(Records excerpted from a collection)
--- --- ---

PR #2318, opened 2022-06-06
[fix] #2128: Fix `MerkleTree` construction and iteration

### LINKED ISSUE #2128: Fix `MerkleTree` construction/destruction from/into iterators
See https://github.com/hyperledger/iroha/pull/2115#discussion_r852943513

s8sato:
#### when
```rust
    #[test]
    fn leaves_5() {
        let tree = (1..=5)
            .map(|i| Hash::prehashed([i; Hash::LENGTH]).typed())
            .collect::<MerkleTree<()>>();

        for node in tree.iter() {
            dbg!(node);
        }
        // after:
        // for leaf_hash in tree.into_iter() {
        //     dbg!(leaf_hash);
        // }
    }
```

#### before
```
              #0: iteration order
              c7: first 2 hex of hash
        ______/\______
      #8              #1
      f6              c0
    __/\__          __/\__
  #a      #9      #5      #2
  05      00      fc      17
                  /\      /\
                #7  #6  #4  #3
                01  02  03  04
```

#### after

```
              #-: iteration order
              9b: first 2 hex of hash
        ______/\______
      #-              #-
      0a              05
    __/\__          __/\__
  #-      #-      #-      #-
  fc      17      05      **
  /\      /\      /
#0  #1  #2  #3  #4
01  02  03  04  05
```

### Issue
- Closes #2128

### Benefits
- Fixes and optimizes `MerkleTree::get_leaf`
- Optimizes `MerkleTree::add`
- Fixes internal alignment and ordering of `MerkleTree`

### Possible Drawbacks
Changes the root hash, because of `nodes_pair_hash` logic change


crypto/src/merkle.rs
```diff
@@ -346,16 +364,81 @@ mod tests {
...
+    }
+
+    impl<T> MerkleTree<T> {
+        fn size(&self) -> usize {
+            self.iter().count()
+        }
+
+        fn depth(&self) -> u32 {
+            self.size().trailing_ones()
+        }
```
Arjentix, line 389: Is this always true? I can't get it...

crypto/src/merkle.rs
```diff
@@ -99,36 +108,38 @@ impl<U> FromIterator<HashOf<U>> for MerkleTree<U> {
...
-    /// Constructs new instance of the merkle tree
+    /// Construct [`MerkleTree`].
     pub const fn new() -> Self {
         MerkleTree {
             root_node: Node::Empty,
         }
     }
 
-    /// Returns leaf node
+    /// Get the hash of the `idx`th leaf node.
```
outoftardis, line 118:
```suggestion
    /// Get the hash of the `idx`-th leaf node.
```

crypto/src/merkle.rs
```diff
@@ -35,40 +34,40 @@ impl<T: IntoSchema> IntoSchema for MerkleTree<T> {
...
 #[allow(clippy::module_name_repetitions)]
 pub enum Node<T> {
-    /// Node is root of a subtree
+    /// [`Subtree`] node.
     Subtree(Subtree<T>),
-    /// Leaf node
+    /// [`Leaf`] node.
     Leaf(Leaf<T>),
-    /// Empty node
+    /// Empty node.
```
outoftardis, line 63:
```suggestion
    /// An empty node.
```

crypto/src/merkle.rs
```diff
@@ -35,40 +34,40 @@ impl<T: IntoSchema> IntoSchema for MerkleTree<T> {
...
+/// Represents a leaf node.
 #[derive(Debug)]
 pub struct Leaf<T> {
-    /// Hash of the node
+    /// Hash of this node.
     hash: HashOf<T>,
 }
 
-/// Binary Tree's node with possible variants: Subtree, Leaf (with data or links to data) and Empty.
+/// Binary tree's node with possible variants: [`Subtree`], [`Leaf`] (with data or links to data) and `Empty`.
```
outoftardis, line 55:
```suggestion
/// A binary tree node: [`Subtree`], [`Leaf`] (with data or links to data), or `Empty`.
```

crypto/src/merkle.rs
```diff
@@ -35,40 +34,40 @@ impl<T: IntoSchema> IntoSchema for MerkleTree<T> {
...
     Leaf(Leaf<T>),
-    /// Empty node
+    /// Empty node.
     Empty,
 }
 
 #[derive(Debug)]
-/// BFS iterator over the Merkle tree
+/// BFS iterator over [`MerkleTree`].
 pub struct BreadthFirstIter<'itm, T> {
```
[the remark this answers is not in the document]
mversic: it is, this is a misnomer :face_exhaling:

crypto/src/merkle.rs
```diff
@@ -200,34 +198,50 @@ impl<T> Node<T> {
...
 }
 
 impl<'itm, T> BreadthFirstIter<'itm, T> {
     fn new(root_node: &'itm Node<T>) -> Self {
-        BreadthFirstIter {
-            queue: vec![root_node],
-        }
+        let mut nodes = root_node.bfs();
+        nodes.reverse();
+        BreadthFirstIter { stack: nodes }
```
mversic, line 232: I don't like how this isn't lazily evaluated. I am of opinion that iterators should be lazily evaluated, because sometimes iteration can finish before iterator is fully depleted.

mversic: This is another drawback. Can we find an algorithm that would make iterator lazily evaluated?

mversic: I think it should be possible

crypto/src/merkle.rs
s8sato: Indeed, the method assumes that the tree is constructed `from_iterator` and has a neat triangular shape. Its only usage is `geometry` test, which is rather a description of implementation than a test

crypto/src/merkle.rs
s8sato: I don't know if I should add an article to the noun at the beginning of the doc comment

appetrosyan: Referring back to the contributing guide, Articles are not needed if the doc string is referring to the object that it's describing, e.g. 

```
/// Node of Merkle (binary) tree
struct Node
``` 

the reasoning is to think about how it would look on docs.rs.

crypto/src/merkle.rs
```diff
@@ -80,9 +79,19 @@ impl<U> FromIterator<HashOf<U>> for MerkleTree<U> {
             .into_iter()
             .map(|hash| Node::Leaf(Leaf { hash }))
             .collect::<VecDeque<_>>();
```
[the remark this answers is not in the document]
mversic: I'd be careful to conclude that doing one iteration is faster than doing two iterations if you take into account cache locality. Also, it's hard to say with certainty how the high level source code would map to compiled code. In general, I would aim for a more beautiful code, i.e. simplistic, understandable, concise

I'm in favor of your suggestion. I t makes sense to implement `Ord` on a `Node` and the code would look a bit simpler

crypto/src/merkle.rs
Arjentix: I think at least comment about that would be helpful then

crypto/src/merkle.rs
appetrosyan: I wouldn't be so eager to jump into making this lazily evaluated. I'd wait before we had profiling data.

crypto/src/merkle.rs
```diff
@@ -35,54 +34,64 @@ impl<T: IntoSchema> IntoSchema for MerkleTree<T> {
...
-        hashes.sort_unstable();
-        let mut nodes = hashes
+impl<T> FromIterator<HashOf<T>> for MerkleTree<T> {
+    fn from_iter<I: IntoIterator<Item = HashOf<T>>>(iter: I) -> Self {
+        let mut nodes = iter
             .into_iter()
             .map(|hash| Node::Leaf(Leaf { hash }))
             .collect::<VecDeque<_>>();
-        if nodes.len() % 2 != 0 {
+        nodes.make_contiguous().sort_unstable();
```
s8sato, line 81: Addressed https://github.com/hyperledger/iroha/pull/2318#discussion_r892530521, but haven't benchmarked

crypto/src/merkle.rs
```diff
@@ -35,54 +34,64 @@ impl<T: IntoSchema> IntoSchema for MerkleTree<T> {
...
 }
 
+#[cfg(feature = "std")]
 #[derive(Debug)]
-/// BFS iterator over the Merkle tree
+/// BFS iterator over [`MerkleTree`].
 pub struct BreadthFirstIter<'itm, T> {
-    queue: Vec<&'itm Node<T>>,
+    queue: VecDeque<&'itm Node<T>>,
 }
```
s8sato, line 72: Addressed https://github.com/hyperledger/iroha/pull/2318#discussion_r893620502.
Inspired by [`traversal::Bft`](https://docs.rs/traversal/latest/src/traversal/bft.rs.html)

crypto/src/merkle.rs
mversic: am I correct that, in this case. `make_contiguous` won't make any changes to the queue since all the elements are returned sorted from the input iterator

mversic: which would mean that the `sort_unstable` is unnecessary?

If this is not the case, shouldn't `MerkleTree::IntoIterator` return elements in sorted order?

mversic: > If this is not the case, shouldn't `MerkleTree::IntoIterator` return elements in sorted order?

looking at it, the answer is no, BFS will not return elements in sorted order for `MerkleTree`. Now I'm wondering, shouldn't the `IntoIterator` return just the leaves? In which case the return type could be just the hash, not the entire `Node` which, I maintain, is an implementation detail

s8sato: - Some sorting is necessary in the construction, otherwise the same set of leaves results in different root hashes.
After consideration I decided not to impl `Ord` for entire `Node` because it's confusing with the BFS iteration order

- I agree `MerkleTree::iter` is only used in `MerkleTree::leaves` at the moment and there would be no drawbacks to combine them, I don't think `FromIterator` and `IntoIterator` should be always symmetrical.
If I made it symmetrical, `BreadthFirstIter` would turn into `LeavesIter`, which would bring little to developers who want to search the tree and do something with it

appetrosyan (dismissed):

crypto/src/merkle.rs
```diff
@@ -1,7 +1,7 @@
 //! Merkle tree implementation.
 
 #[cfg(not(feature = "std"))]
-use alloc::{boxed::Box, format, string::String, vec, vec::Vec};
+use alloc::{boxed::Box, collections::vec_deque::VecDeque, format, string::String, vec};
 #[cfg(feature = "std")]
 use std::collections::VecDeque;
```
Arjentix, line 6: So maybe you don't need the second `VecDeque` and `std` feature at all?

crypto/src/merkle.rs
```diff
@@ -35,54 +34,63 @@ impl<T: IntoSchema> IntoSchema for MerkleTree<T> {
...
 #[derive(Debug)]
-/// BFS iterator over the Merkle tree
-pub struct BreadthFirstIter<'itm, T> {
-    queue: Vec<&'itm Node<T>>,
+/// BFS iterator over [`MerkleTree`].
+struct BreadthFirstIter<'itm, T> {
+    queue: VecDeque<&'itm Node<T>>,
 }
 
 #[cfg(feature = "std")]
```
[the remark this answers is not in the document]
s8sato: Yes. `MerkleTree::from_iter` depends on `Node::from_nodes`, which is enabled by `std` feature.
Similarly, if you go back to `Hash::new`, you can see [the need for static linkage with `ursa`](https://github.com/hyperledger/iroha/blob/916a2cc584ba110775eafeae69e9658157f704c9/crypto/Cargo.toml#L11-L13)

s8sato:
Converted to draft. Let me try to exclude empty nodes from hash calculation

s8sato:
Done https://github.com/hyperledger/iroha/pull/2318#issuecomment-1155979452.
This is also a step to [remove `Hash::zeroed`](https://github.com/hyperledger/iroha/blob/916a2cc584ba110775eafeae69e9658157f704c9/crypto/src/hash.rs#L47) and I'm actually trying to, but in this PR I'd like to [keep the impacted area to _transaction_ trees](https://github.com/s8sato/iroha/blob/5ae1ac85edc8b8c8e39bebb61779b243f4569b54/core/src/block.rs#L342)

crypto/src/merkle.rs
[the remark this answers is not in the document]
appetrosyan: Also, `#[cfg(feature = "std")]` is not only gating things that depend on the rust standard library, but also things that shouldn't be included in WASM. I doubt that we'd be manipulating Merkle trees from inside a smart-contract without FFI.

crypto/src/merkle.rs
s8sato: You're right, I said the wrong thing.
Indeed, I resolved the asymmetry between from/into iterator by removing `impl<'itm, T> IntoIterator for &'itm MerkleTree<T>`.

I'll make another suggestion which is probably close to your idea.
I found this would be even better because ordinary trees iterate leaves

s8sato: Done by just [renaming](https://github.com/hyperledger/iroha/pull/2318/commits/9afdc6440381435a07b2cd8ce142497d210ad201).

I considered
```rust
impl<T> IntoIterator for MerkleTree<T> {
    type Item = HashOf<T>;
    type IntoIter = LeafHashIterator<T>;
    //
}
```
, but left as is because an equivalent can be achieved by filtering `BreadthFirstNodeIterator`

crypto/src/merkle.rs
```diff
@@ -99,36 +107,41 @@ impl<U> FromIterator<HashOf<U>> for MerkleTree<U> {
...
         MerkleTree {
             root_node: Node::Empty,
         }
     }
 
-    /// Returns leaf node
+    /// Get the hash of the `idx`-th leaf node.
     pub fn get_leaf(&self, idx: usize) -> Option<HashOf<T>> {
-        self.root_node.get_leaf_inner(idx).ok()
+        self.iter().nth(idx)
```
mversic, line 119: this search can, most probably, be optimized to `log(n)`

mversic (changes requested):

crypto/src/merkle.rs
```diff
@@ -189,173 +189,142 @@ impl<T> Node<T> {
...
 
-impl<'itm, T> BreadthFirstIter<'itm, T> {
-    fn new(root_node: &'itm Node<T>) -> Self {
-        BreadthFirstIter {
-            queue: vec![root_node],
+impl<'itm, T> BreadthFirstNodeIterator<'itm, T> {
+    #[inline]
+    fn new(root: &'itm Node<T>) -> Self {
+        Self {
+            queue: VecDeque::from(vec![root]),
```
mversic, line 220: another nitpick, you could determine the max size of the queue and use `VecDeque::with_capacity`

crypto/src/merkle.rs
mversic: I would leave a comment at least

crypto/src/merkle.rs
```diff
@@ -99,36 +107,41 @@ impl<U> FromIterator<HashOf<U>> for MerkleTree<U> {
...
-        self.root_node.get_leaf_inner(idx).ok()
+        self.iter().nth(idx)
     }
 
-    /// Return the `Hash` of the root node.
-    pub const fn root_hash(&self) -> HashOf<Self> {
-        self.root_node.hash().transmute()
+    /// Get the hashes of the leaf nodes.
+    pub fn iter(&self) -> impl Iterator<Item = HashOf<T>> + '_ {
+        self.nodes().filter_map(Node::leaf_hash)
```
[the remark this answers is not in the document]
s8sato: Because I don't know how to realize both keeping `Node` private and implementing `IntoIter<Item = Node>` for pub `MerkleTree`

crypto/src/merkle.rs
s8sato: "ordinary" was overstated. I don't know trees so much

crypto/src/merkle.rs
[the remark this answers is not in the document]
mversic: so you don't think it should implement IntoIterator<Item = HashOf<T>>? :)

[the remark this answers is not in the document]
s8sato: Yeah, at the moment

crypto/src/merkle.rs
s8sato: Addressed in 6c93c3c6992dac9e4c880f2a87d83c9b1e089f6d

crypto/src/merkle.rs
s8sato: Addressed in 6c93c3c6992dac9e4c880f2a87d83c9b1e089f6d

s8sato: Do you think we should use DFS to iterate over nodes/leaves in the first place?
In that case, we would use `log(n_leaves)` capacity of `Vec` instead of `n_leaves` capacity of `VecDeque`.
However, this does not affect the tree structure and could be commented out and left to another optimizing PR

crypto/src/merkle.rs
```diff
@@ -189,173 +196,134 @@ impl<T> Node<T> {
...
+            (None, None) => return None,
+            (None, Some(r_hash)) => return Some(r_hash),
+            (Some(l_hash), None) => return Some(l_hash),
+            (Some(l_hash), Some(r_hash)) => (l_hash, r_hash),
+        };
         let sum: Vec<_> = left_hash
             .as_ref()
             .iter()
             .zip(right_hash.as_ref().iter())
             .map(|(l, r)| l.saturating_add(*r))
```
mversic, line 210: why don't we use `wrapping_add`? Seems as if the `saturating_add` would hit a ceiling

s8sato:
Converted to draft again to move to [array implementation](https://opendsa-server.cs.vt.edu/ODSA/Books/Everything/html/CompleteTree.html)

crypto/src/merkle.rs
```diff
@@ -35,106 +35,135 @@ impl<T: IntoSchema> IntoSchema for MerkleTree<T> {
...
             root_node: Node::Empty,
+            height: 0,
         }
     }
 
-    /// Returns leaf node
+    /// Get the hash of the `idx`-th leaf node.
     pub fn get_leaf(&self, idx: usize) -> Option<HashOf<T>> {
-        self.root_node.get_leaf_inner(idx).ok()
+        if 2_usize.pow(self.height) <= idx {
```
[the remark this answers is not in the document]
s8sato: I defined `height` to be 0 for an one-node tree (`MerkleTree::new`). So the total number of leaves is `2 ^ height`

crypto/src/merkle.rs
```diff
@@ -9,262 +9,256 @@ use iroha_schema::prelude::*;
...
 }
 
 #[cfg(feature = "std")]
 impl<T> FromIterator<HashOf<T>> for MerkleTree<T> {
     fn from_iter<I: IntoIterator<Item = HashOf<T>>>(iter: I) -> Self {
-        let mut nodes = iter
-            .into_iter()
-            .map(|hash| Node::Leaf(Leaf { hash }))
-            .collect::<VecDeque<_>>();
-        nodes.make_contiguous().sort_unstable_by_key(Node::hash);
```
s8sato: The sorting of leaves is not implemented in either `MerkleTree::from_iterator` or `MerkleTree::add`.
AFAICT there is no need to keep the root hash unique to a SET of leaves

crypto/src/merkle.rs
```diff
@@ -1,242 +1,256 @@
...
 use crate::HashOf;
 
-/// [Merkle Tree](https://en.wikipedia.org/wiki/Merkle_tree) used to validate and prove data at
-/// each block height.
-/// Our implementation uses binary hash tree.
+/// [Merkle Tree](https://en.wikipedia.org/wiki/Merkle_tree) used to validate `T`
 #[derive(Debug)]
-pub struct MerkleTree<T> {
-    root_node: Node<T>,
+pub struct MerkleTree<T>(Vec<Option<HashOf<T>>>);
```
mversic, line 14: if `Hash` is made `[NonNullU8, SIZE]` maybe compiler would be able to use niche optimization to represent `None` here. I'm saying this because that would shave of byte for every node of the merkle tree

mversic: This is something that can be considered for future work, not for this PR

appetrosyan: The problem with making it `NonZeroU8` is that then all bytes have to be non-zero. The odds of such a key not occurring are astronomically low.

mversic: I don't think you need `Option` for elements of the tree. I think that there should be no empty nodes if you know the size of the tree?

s8sato: If we want to take advantage of the properties of complete trees, we need some kind of "empty node".
Another way is to use `Hash::zeroed().typed()`

mversic: I don't understand why. Here is how I see it. Complete tree should:
* be backed with a vec of capacity `2^height`
* double the size every time `vec.len` is about to become `== vec.cap - 1`. Last element is always unused. Due to this, you'd have to be careful when calculating tree height out of `vec`'s capacity.
* number of nodes in the tree should always be `== vec.len` and all "empty" nodes are logically after `vec.len` and never accessed, i.e. in undefined state

crypto/src/merkle.rs
mversic: > I only see `Vec` around the merkle trees, but would there still be a problem?

`Vec` does guarantee ordering, and there is no `Ord` or `Eq` which would benefit from this (maybe there should be?).

> In that case I have to revert the `MerkleTree::add` optimization.

Our tree is being created out of iterators in the code. I don't think we're ever inserting just one element

Hypothetical case: there is a `HashSet<T>` out of which you create two `MerkleTree<T>`. You sign them with the same key but you find that the signatures don't match

I'm not pushing for sorting per se. It's a tradeoff we should discuss

mversic: One more thing. When creating from an iterator complexity should be O(nlog(n)). Therefore sorting will not affect complexity

crypto/src/merkle.rs
s8sato: For example, could I represent the tree in my description differently than `[9b, 0a, 05, fc, 17, 05, **, 01, 02, 03, 04, 05]`?
I can't think of a way to achieve both having no empty nodes in the middle of the array and having the tree be complete (or having utility methods equivalent to `parent()`, `l_child()`, etc.)

mversic: Are there empty nodes in the middle? I didn't think there should be any for complete tree. I'll take a closer look into implementation then

mversic: The tree in your example isn't a complete tree

crypto/src/merkle.rs
mversic: Yes, I've corrected myself

mversic: If `add` weren't necessary we could have the nodes sorted without paying any price. Do we need merkletree in kura?

s8sato: https://github.com/hyperledger/iroha/issues/2388

crypto/src/merkle.rs
s8sato: Since a node is represented as `Option<HashOf<T>>` at the moment, it is a complete tree in my mind if I believe the following definitions:
https://en.wikipedia.org/wiki/Binary_tree#Types_of_binary_trees
https://towardsdatascience.com/5-types-of-binary-tree-with-cool-illustrations-9b335c430254

> consider using `zeroed` hash

Yes. We would explore tradeoffs between time and space efficiency (skipping hash calculations and not having wrappers)

crypto/src/merkle.rs
mversic: I had a change of heart. I think it's better to preserve insertion order. You can reslove this as far as I am concerned

crypto/src/merkle.rs
appetrosyan: I'd create an issue for the remaining comments and merge the PR.

appetrosyan (approved):

crypto/src/merkle.rs
appetrosyan: I guess we can't reach consensus after all.

crypto/src/merkle.rs
s8sato: #2396

crypto/src/merkle.rs
```diff
@@ -111,6 +111,15 @@ impl<T> FromIterator<HashOf<T>> for MerkleTree<T> {
     }
 }
 
+impl<'item, T> IntoIterator for &'item MerkleTree<T> {
+    type Item = HashOf<T>;
+    type IntoIter = LeafHashIterator<'item, T>;
```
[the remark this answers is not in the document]
s8sato: I'll leave as is -- consume the tree and iterate over leaves.
Later if necessary we can revive `iter()` which does not consume the tree

crypto/src/merkle.rs
s8sato: Added a comment https://github.com/hyperledger/iroha/issues/2388#issuecomment-1166194214
Anyway keeping the insertion order improves (not completely purify) `Handler<GetBlockHash>::handle` since this was totally broken before the PR -- it was getting an ordering in hashes for the block height request

mversic (approved):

--- --- ---

Problem description
Filter on the word "collections": copy each matching line from the entries above.

Result for this task
+use alloc::{boxed::Box, collections::vec_deque::VecDeque, format, string::String, vec};
 use std::collections::VecDeque;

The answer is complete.